*What this task involves*
Every line containing the word "situation" is to be copied from the data below.

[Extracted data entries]
▼

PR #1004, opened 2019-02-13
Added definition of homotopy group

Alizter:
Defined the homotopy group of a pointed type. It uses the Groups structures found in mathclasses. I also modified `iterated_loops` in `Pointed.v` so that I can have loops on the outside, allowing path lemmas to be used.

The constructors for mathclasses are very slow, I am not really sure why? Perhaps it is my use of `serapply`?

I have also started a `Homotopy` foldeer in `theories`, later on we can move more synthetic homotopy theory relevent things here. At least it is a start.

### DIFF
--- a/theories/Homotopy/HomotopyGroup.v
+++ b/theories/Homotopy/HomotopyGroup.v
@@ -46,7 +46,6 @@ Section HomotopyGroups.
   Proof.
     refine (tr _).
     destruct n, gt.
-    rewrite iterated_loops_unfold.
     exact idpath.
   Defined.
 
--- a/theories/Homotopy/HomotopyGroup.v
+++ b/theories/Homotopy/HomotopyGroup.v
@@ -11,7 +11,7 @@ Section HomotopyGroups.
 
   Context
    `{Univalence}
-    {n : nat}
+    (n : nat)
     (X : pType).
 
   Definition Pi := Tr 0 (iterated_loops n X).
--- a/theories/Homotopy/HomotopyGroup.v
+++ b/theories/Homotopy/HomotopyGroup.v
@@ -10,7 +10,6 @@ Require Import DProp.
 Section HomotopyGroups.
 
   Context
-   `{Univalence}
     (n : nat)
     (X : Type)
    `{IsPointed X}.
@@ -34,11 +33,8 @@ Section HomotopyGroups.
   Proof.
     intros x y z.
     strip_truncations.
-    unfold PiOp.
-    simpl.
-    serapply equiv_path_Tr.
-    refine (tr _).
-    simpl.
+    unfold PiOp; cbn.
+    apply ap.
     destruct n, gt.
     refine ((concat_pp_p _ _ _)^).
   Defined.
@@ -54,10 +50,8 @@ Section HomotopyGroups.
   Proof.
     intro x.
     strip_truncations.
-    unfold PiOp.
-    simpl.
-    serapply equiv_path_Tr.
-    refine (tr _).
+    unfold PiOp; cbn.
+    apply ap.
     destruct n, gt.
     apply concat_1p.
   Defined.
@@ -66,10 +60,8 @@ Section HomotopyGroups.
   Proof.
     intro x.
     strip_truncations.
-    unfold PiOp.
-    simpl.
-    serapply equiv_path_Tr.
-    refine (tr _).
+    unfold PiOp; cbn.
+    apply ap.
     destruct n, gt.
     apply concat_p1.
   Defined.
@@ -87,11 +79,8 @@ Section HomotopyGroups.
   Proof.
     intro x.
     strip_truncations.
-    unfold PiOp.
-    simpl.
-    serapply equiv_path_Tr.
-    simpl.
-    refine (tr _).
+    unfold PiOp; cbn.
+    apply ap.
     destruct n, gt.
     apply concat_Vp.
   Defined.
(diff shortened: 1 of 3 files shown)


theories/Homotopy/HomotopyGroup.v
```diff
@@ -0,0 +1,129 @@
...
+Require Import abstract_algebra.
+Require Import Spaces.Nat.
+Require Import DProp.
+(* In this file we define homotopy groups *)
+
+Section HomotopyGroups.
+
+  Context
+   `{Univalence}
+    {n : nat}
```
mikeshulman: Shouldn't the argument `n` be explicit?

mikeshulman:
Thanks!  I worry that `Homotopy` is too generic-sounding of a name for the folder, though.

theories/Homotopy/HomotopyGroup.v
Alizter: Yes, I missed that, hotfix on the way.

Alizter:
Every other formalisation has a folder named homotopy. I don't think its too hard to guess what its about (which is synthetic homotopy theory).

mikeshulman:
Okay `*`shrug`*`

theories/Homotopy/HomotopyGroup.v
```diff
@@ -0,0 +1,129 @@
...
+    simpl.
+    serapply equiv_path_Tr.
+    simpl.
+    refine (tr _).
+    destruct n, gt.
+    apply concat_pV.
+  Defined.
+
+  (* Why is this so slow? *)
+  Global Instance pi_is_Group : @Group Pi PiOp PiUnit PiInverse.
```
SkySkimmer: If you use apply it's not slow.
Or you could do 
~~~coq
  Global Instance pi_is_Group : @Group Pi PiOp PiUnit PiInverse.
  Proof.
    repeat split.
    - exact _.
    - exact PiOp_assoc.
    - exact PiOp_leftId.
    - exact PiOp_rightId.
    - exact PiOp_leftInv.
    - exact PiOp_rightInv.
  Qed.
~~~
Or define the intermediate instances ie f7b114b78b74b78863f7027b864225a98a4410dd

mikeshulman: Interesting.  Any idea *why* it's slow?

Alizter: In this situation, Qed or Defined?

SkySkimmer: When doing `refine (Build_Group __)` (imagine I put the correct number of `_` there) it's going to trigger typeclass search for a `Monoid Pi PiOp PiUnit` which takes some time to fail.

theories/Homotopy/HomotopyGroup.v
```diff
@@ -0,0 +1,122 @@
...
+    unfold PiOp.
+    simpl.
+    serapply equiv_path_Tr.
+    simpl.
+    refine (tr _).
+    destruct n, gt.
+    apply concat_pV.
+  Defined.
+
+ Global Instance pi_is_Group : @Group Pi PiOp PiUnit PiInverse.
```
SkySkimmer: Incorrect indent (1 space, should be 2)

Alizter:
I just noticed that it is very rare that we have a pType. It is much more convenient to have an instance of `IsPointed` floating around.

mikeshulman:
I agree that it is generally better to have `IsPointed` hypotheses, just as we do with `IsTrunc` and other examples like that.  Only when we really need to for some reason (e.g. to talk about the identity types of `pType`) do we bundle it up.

▲
▼

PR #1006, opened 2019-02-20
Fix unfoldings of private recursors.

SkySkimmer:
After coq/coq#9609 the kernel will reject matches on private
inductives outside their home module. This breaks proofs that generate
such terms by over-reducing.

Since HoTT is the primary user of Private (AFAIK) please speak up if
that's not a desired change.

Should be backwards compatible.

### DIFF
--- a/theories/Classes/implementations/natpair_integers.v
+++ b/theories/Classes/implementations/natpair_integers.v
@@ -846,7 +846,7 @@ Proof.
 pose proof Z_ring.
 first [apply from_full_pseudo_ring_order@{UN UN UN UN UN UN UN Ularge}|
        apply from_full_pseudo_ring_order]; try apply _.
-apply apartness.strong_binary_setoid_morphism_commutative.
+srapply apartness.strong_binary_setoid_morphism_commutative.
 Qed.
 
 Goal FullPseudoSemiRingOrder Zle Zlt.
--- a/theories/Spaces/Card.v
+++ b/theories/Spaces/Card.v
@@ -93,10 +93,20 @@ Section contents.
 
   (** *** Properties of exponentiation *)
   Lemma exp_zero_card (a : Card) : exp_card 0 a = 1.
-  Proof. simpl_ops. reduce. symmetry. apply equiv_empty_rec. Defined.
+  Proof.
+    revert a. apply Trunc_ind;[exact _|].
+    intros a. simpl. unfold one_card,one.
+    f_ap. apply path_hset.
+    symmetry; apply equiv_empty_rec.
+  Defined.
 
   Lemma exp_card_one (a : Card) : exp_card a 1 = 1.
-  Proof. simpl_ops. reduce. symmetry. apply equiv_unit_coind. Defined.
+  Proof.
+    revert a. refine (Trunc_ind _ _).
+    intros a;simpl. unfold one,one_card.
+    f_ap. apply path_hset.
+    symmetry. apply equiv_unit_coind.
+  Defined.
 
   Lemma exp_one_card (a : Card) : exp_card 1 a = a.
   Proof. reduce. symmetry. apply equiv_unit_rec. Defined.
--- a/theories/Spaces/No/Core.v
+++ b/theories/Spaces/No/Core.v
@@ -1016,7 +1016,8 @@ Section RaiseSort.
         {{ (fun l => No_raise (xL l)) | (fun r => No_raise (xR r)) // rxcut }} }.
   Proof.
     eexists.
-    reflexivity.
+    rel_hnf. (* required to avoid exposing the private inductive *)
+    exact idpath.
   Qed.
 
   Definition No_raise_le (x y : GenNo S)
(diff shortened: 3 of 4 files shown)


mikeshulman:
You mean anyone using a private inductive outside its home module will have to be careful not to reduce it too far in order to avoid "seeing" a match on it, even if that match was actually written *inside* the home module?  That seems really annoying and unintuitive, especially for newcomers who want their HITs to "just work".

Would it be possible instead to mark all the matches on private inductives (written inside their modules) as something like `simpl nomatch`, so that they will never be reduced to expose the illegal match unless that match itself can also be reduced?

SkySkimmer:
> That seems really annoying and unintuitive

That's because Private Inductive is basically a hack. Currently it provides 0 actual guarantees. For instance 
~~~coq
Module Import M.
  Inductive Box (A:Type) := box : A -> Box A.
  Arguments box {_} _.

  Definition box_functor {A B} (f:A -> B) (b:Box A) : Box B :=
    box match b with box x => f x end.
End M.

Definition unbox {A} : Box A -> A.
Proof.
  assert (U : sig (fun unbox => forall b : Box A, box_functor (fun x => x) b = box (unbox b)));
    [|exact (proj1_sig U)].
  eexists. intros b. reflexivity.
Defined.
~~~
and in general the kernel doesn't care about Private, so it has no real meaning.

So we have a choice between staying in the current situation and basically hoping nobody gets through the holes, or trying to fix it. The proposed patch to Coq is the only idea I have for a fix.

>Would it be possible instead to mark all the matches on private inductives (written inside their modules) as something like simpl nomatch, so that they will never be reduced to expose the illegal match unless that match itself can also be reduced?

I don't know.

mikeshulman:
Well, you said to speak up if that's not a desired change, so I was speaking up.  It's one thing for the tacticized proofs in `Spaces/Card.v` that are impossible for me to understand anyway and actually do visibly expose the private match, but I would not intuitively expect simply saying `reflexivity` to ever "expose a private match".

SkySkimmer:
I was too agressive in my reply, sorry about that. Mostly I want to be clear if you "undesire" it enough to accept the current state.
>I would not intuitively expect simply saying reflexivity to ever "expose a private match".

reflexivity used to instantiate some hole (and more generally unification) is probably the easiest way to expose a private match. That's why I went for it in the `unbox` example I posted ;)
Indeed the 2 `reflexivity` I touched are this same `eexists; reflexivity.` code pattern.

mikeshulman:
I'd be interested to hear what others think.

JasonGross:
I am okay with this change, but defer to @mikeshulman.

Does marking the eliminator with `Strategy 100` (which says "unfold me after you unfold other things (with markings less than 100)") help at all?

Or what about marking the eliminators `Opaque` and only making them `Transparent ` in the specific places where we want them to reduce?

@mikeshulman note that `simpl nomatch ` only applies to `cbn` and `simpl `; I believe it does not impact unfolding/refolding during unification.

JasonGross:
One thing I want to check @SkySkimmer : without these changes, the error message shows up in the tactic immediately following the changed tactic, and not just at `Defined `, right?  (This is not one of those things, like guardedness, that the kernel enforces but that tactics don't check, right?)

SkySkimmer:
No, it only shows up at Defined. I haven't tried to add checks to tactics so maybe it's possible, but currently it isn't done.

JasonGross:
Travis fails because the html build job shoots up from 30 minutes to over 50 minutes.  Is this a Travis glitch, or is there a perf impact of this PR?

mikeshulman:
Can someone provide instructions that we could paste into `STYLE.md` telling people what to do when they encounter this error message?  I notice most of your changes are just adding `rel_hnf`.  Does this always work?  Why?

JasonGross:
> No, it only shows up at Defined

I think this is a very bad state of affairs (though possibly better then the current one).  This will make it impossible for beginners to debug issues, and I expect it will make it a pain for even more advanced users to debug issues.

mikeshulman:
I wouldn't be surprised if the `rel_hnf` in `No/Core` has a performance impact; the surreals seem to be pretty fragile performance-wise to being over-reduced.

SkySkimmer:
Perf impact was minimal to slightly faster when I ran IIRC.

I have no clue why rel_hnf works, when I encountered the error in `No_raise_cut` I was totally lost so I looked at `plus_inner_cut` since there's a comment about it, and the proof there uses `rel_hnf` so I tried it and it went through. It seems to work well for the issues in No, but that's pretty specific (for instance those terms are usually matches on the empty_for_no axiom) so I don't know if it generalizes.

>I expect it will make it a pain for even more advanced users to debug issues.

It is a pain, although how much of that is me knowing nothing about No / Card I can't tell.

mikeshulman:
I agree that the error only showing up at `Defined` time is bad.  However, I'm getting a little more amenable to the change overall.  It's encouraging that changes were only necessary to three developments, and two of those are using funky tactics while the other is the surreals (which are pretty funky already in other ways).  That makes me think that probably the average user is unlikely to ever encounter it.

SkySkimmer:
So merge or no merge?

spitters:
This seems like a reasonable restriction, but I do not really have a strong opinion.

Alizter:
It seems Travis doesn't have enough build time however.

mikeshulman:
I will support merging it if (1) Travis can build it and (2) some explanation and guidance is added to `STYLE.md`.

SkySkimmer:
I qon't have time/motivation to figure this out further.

▲

*Finished task*
Alizter: In this situation, Qed or Defined?
So we have a choice between staying in the current situation and basically hoping nobody gets through the holes, or trying to fix it. The proposed patch to Coq is the only idea I have for a fix.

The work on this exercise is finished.